时笙没给蒋娜娜松绑,一会儿她醒了乱叫就麻烦了。
她先把高安朗给扒了,在他胸前和背部分别刻上‘我是畜生’四个字,用摄像机三百六十度无死角的录下来。
铁剑在高安朗的重要部位比划了下,现在砍了,是不是太便宜他了?
时笙把铁剑收起来,摸出一个瓷瓶,倒出一粒黑乎乎的药丸给高安朗喂下去。
不是喜欢姑娘吗?以后别想在碰花姑娘!
时笙瞄了眼瓷瓶,脸色古怪了一瞬,嘀咕道:“过期了,不知道有没有副作用。”
副作用也不怕,大不了就是死。
时笙又把高安朗拖到远处两座山的沟壑中间扔下去。
高安朗,可不要就这么死了,不然本宝宝刚才做的那些都白做了。
咱们来日方长,慢慢玩儿。
……
蒋娜娜醒过来的时候,已经是第二天早上了,头顶军绿色的帐篷让她有些恍惚,她是在做梦吗?

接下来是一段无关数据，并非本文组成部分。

PR #75, opened 2018-04-11
Add list view to Push Notification screen

wtrocki:
### Motivation

Show list view with sent push notifications the same as it happens on Android.

screen shot 2018-04-11 at 5 45 54 pm


wtrocki:
Good guy @danielpassos! Thanks

PR #578, opened 2021-01-31
Autocast and fp16 mixed training

erikwijmans:
## Motivation and Context

Add support for torch.cuda.amp.autocast and fp16 mixed training.  Faster training with the former and faster training with less memory usage with the latter (albeit both jumps introduce instability, so they may not always work).

## How Has This Been Tested

Added integration tests.  The training with these is stable for PointNav with GPS+Compass with these models.  The stability for other things is unknown.

## Types of changes


erikwijmans:
@mathfac @Skylion007 currently our CI is on quite an old version of PyTorch, autocast just finally become usable for RNN models in 1.7.1, do either of you have issue with updating the CI?

Skylion007:
> 
> 
> @mathfac @Skylion007 currently our CI is on quite an old version of PyTorch, autocast just finally become usable for RNN models in 1.7.1, do either of you have issue with updating the CI?

Nope, go ahead.

habitat_baselines/config/default.py
```diff
@@ -55,6 +55,7 @@
 # REINFORCEMENT LEARNING (RL) ENVIRONMENT CONFIG
 # -----------------------------------------------------------------------------
 _C.RL = CN()
+_C.RL.fp16_mode = "off"
```
Skylion007, line 58: What's the stylgeuide for what should be all CAPS or not. shouldn't it FP16_mode?

habitat_baselines/rl/ddppo/multi_node_slurm.sh
```diff
@@ -18,6 +18,7 @@ MASTER_ADDR=$(srun --ntasks=1 hostname 2>&1 | tail -n1)
 export MASTER_ADDR
 
 set -x
-srun python -u -m habitat_baselines.run \
+srun --ntasks=1 python -u -m habitat_baselines.run \
```
Skylion007, line 21: Is this line change intentional

habitat_baselines/rl/ddppo/multi_node_slurm.sh
```diff
@@ -18,6 +18,7 @@ MASTER_ADDR=$(srun --ntasks=1 hostname 2>&1 | tail -n1)
...
     --exp-config habitat_baselines/config/pointnav/ddppo_pointnav.yaml \
-    --run-type train
+    --run-type eval \
+    RL.fp16_mode mixed RL.DDPPO.train_encoder True
```
Skylion007, line 24: likewise this

habitat_baselines/rl/ddppo/policy/running_mean_and_var.py
```diff
@@ -32,15 +48,21 @@ def forward(self, x: Tensor) -> Tensor:
                 x.transpose(1, 0).contiguous().view(x.size(1), -1)
             )
             new_mean = x_channels_first.mean(-1, keepdim=True)
-            new_count = torch.full_like(self._count, n)
+            new_count = torch.full_like(self._count, n).float()
```
Skylion007, line 51: Use the dtype param for torch.full_like

habitat_baselines/rl/ddppo/multi_node_slurm.sh
erikwijmans: Yeah, thought I pushed the commit reverting these before opening the PR :)

Skylion007 (changes requested):
Some initial nits

habitat_baselines/rl/ddppo/policy/running_mean_and_var.py
```diff
@@ -32,15 +48,21 @@ def forward(self, x: Tensor) -> Tensor:
...
-            new_count = torch.full_like(self._count, n)
+            new_count = torch.full_like(self._count, n, dtype=torch.float32)
 
             if distrib.is_initialized():
-                distrib.all_reduce(new_mean)
                 distrib.all_reduce(new_count)
                 new_mean /= distrib.get_world_size()
 
+                new_mean = new_mean.float()
+                distrib.all_reduce(new_mean)
```
Skylion007, line 58: Since you've updated PyTorch, all these distrib.all_reduce can be made async super easily, and they should for the sake of speed. Just make async_op = True and use the returned async op handles.

habitat_baselines/rl/ppo/ppo.py
```diff
@@ -83,59 +171,71 @@ def update(self, rollouts: RolloutStorage) -> Tuple[float, float, float]:
...
-                    value_pred_clipped = batch["value_preds"] + (
-                        values - batch["value_preds"]
-                    ).clamp(-self.clip_param, self.clip_param)
-                    value_losses = (values - batch["returns"]).pow(2)
-                    value_losses_clipped = (
-                        value_pred_clipped - batch["returns"]
-                    ).pow(2)
-                    value_loss = 0.5 * torch.max(
-                        value_losses, value_losses_clipped
+                with torch.cuda.amp.autocast() if self._fp16_autocast else contextlib.suppress():
```
Skylion007, line 174: Do you really mean to use ```contextlib.supress``` here? Wouldn't ```contextlib.nullcontext``` be better?

habitat_baselines/rl/ddppo/policy/running_mean_and_var.py
erikwijmans: If we are trying to eke out a little bit more efficiency here, going to 1 all_reduce call is always better (even with the async ones), so I did that.

habitat_baselines/rl/ddppo/policy/running_mean_and_var.py
```diff
@@ -4,18 +4,34 @@
...
+def welford_update(mean, var, count, new_mean, new_var, new_count):
+    m_a = var * count
+    m_b = new_var * new_count
+    M2 = (
+        m_a
+        + m_b
+        + (new_mean - mean).pow(2) * count * new_count / (count + new_count)
+    )
+
+    var = M2 / (count + new_count)
```
mathfac, line 23: Based on [Parallel algorithm ](https://en.wikipedia.org/wiki/Algorithms_for_calculating_variance#Parallel_algorithm) it should be:
```suggestion
    var = M2 / (count + new_count - 1)
```

habitat_baselines/rl/ddppo/policy/running_mean_and_var.py
```diff
@@ -4,18 +4,34 @@
...
 # LICENSE file in the root directory of this source tree.
 
+
 import torch
 from torch import Tensor
 from torch import distributed as distrib
 from torch import nn as nn
 
 
+def welford_update(mean, var, count, new_mean, new_var, new_count):
```
mathfac, line 14: Let's add docs string with link or description of the algorithm. This looks more like  [Parallel algorithm](https://en.wikipedia.org/wiki/Algorithms_for_calculating_variance#Parallel_algorithm) not Welford one.

habitat_baselines/rl/ddppo/policy/running_mean_and_var.py
```diff
@@ -4,18 +4,34 @@
...
+        + (new_mean - mean).pow(2) * count * new_count / (count + new_count)
+    )
+
+    var = M2 / (count + new_count)
+    mean = (count * mean + new_count * new_mean) / (count + new_count)
+
+    return mean, var, count + new_count
+
+
 class RunningMeanAndVar(nn.Module):
```
mathfac, line 29: Doc string needed, pretty important class to reuse for other observation's normalization.

habitat_baselines/rl/ppo/ppo.py
```diff
@@ -4,20 +4,71 @@
...
 from habitat.utils import profiling_wrapper
 from habitat_baselines.common.rollout_storage import RolloutStorage
+from habitat_baselines.rl.ddppo.algo.ddp_utils import rank0_only
 from habitat_baselines.rl.ppo.policy import Policy
+from habitat_baselines.utils.common import cast_to_float_if_half
 
 EPS_PPO = 1e-5
 
 
+class FP16OptimParamManager:
```
mathfac, line 25: Does it work for PPO only? If not let's move to common and give it a docstring how to use it.

mathfac (commented):
Thank you for the awesome perf change. Let's add "faster training with less memory usage" to PR name.
Do you have rough estimation of possible speed/memory gains?
This PR sacrifice PPO code readability quite a bit. I thought about fp16 decorator or wrapper to encapsulate all the logic in separate class from PPO logic, but too many `if self._fp16*` calls through all the PPO trainer. Open to ideas.

habitat_baselines/config/default.py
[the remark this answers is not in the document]
erikwijmans: This takes 3 different values and yacs won't let things change types :/

habitat_baselines/rl/ddppo/policy/running_mean_and_var.py
erikwijmans: Yeah, this is welford's parallel mean/var algorithm (which can also be used for running)

habitat_baselines/config/default.py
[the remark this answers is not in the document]
mathfac: ow, I see. Thought it just 2. Let's add a comment what all 3 modes are.

habitat_baselines/rl/ppo/ppo.py
erikwijmans: It's general-ish.  I made my own as I haven't found one we could rely on as a dependency instead.  fairscale may eventually come to fit that.  My hesitation for moving it to common is that things like this naturally have a lot of sharp edges

erikwijmans:
> Do you have rough estimation of possible speed/memory gains?

It is highly dependent on the exact workload so it's impossible to say anything concrete.  Using mixed can reduce memory usage by as much as 50% (since activations will all be in fp16).  I've seen both autocast and mixed can both increase speed by as much as 2x.  I've also seen autocast and mixed not increase speed at all -- there is overhead involved with both, so if your benefit from using tensor cores is less than or equal to that overhead, it won't matter.

habitat_baselines/rl/ppo/ppo.py
Skylion007: Agree with @erikwijmans Apex is a pain.

Skylion007:
Yeah, the memory saving parts are the more beneficial part of this PR for sure.

Skylion007 (changes requested):
Also you should pull from master to clear the CI error.

habitat_baselines/rl/ddppo/policy/running_mean_and_var.py
```diff
@@ -4,18 +4,34 @@
...
+    m_a = var * count
+    m_b = new_var * new_count
+    M2 = (
+        m_a
+        + m_b
+        + (new_mean - mean).pow(2) * count * new_count / (count + new_count)
+    )
+
+    var = M2 / (count + new_count)
+    mean = (count * mean + new_count * new_mean) / (count + new_count)
```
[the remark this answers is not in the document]
erikwijmans: Oh python, can't do trivial compiler optimizations because it doesn't have one!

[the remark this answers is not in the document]
Skylion007: Tensorflow actually can, but only because the computation graph is static :P

Skylion007:
@erikwijmans Wanted to see if we could this PR merged as well. :)

erikwijmans:
I think I am gonna trim this to just the autocast version but keep this open so people can see an example of fp16 mixed if they want to try it.  As I have played more with fp16 mixed, it can be really hard to make stable so I am not sure if shipping it makes sense.

habitat_baselines/rl/ddppo/policy/resnet_policy.py
```diff
@@ -164,7 +166,8 @@ def forward(self, observations: Dict[str, torch.Tensor]) -> torch.Tensor:  # typ
             # permute tensor to dimension [BATCH x CHANNEL x HEIGHT X WIDTH]
             rgb_observations = rgb_observations.permute(0, 3, 1, 2)
             rgb_observations = (
-                rgb_observations.float() / 255.0
+                rgb_observations.to(dtype=next(self.parameters()).dtype)
```
eundersander, line 169: What about the type of the depth observations? If they remain fp32, then I believe the torch.cat below will convert everything back to fp32.

erikwijmans: They are already fp16 when in fp16 mode as they stored as fp16 in the rollout storage for further memory savings.

Also, torch.cat won't cast, it'll error if things are different dtypes (unless something changed...)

蒋娜娜快速的将身上摸了一遍,没感觉什么不适,但是手腕的绑痕确定她昨晚真的被高安朗那个畜生给绑了。
她怎么回来的?
蒋娜娜努力回想昨晚的事。
北枳……
她最后看到的人是北枳。
蒋娜娜迅速爬出帐篷,此时天色尚早,只有少数的几个学生起来了,正在洗漱。
时笙和傅衾的帐篷四周都没什么帐篷,很好认。
她几乎是用这辈子最快的速度冲过去的,带着哭腔叫她的名字,“北枳学姐,北枳学姐……”
营地很安静,蒋娜娜的声音不算大,但还是让不少人听到了。
一些还没醒的也被吵醒,纷纷钻出帐篷往这边看。
“娜娜,你怎么了?”几个和蒋娜娜关系好的女生,最先反应过来。
“娜娜,你怎么哭了,你别哭啊,怎么回事?你找北枳学姐做什么?”
“娜娜你说话啊!”
几个女生急得不行,可蒋娜娜只是一个劲的叫北枳。
纪小鱼站在远处,心底隐隐有些得意,他应该得手了吧?让她看不起自己,活该!
不过她怎么去叫北枳?
时笙坐在帐篷中,头疼的揉了揉眉心,昨天她就应该把她扔到那里。
就在她准备出去的时候,外面突然变得鸦雀无声起来。
时笙微微挑眉,披了一件外套出去。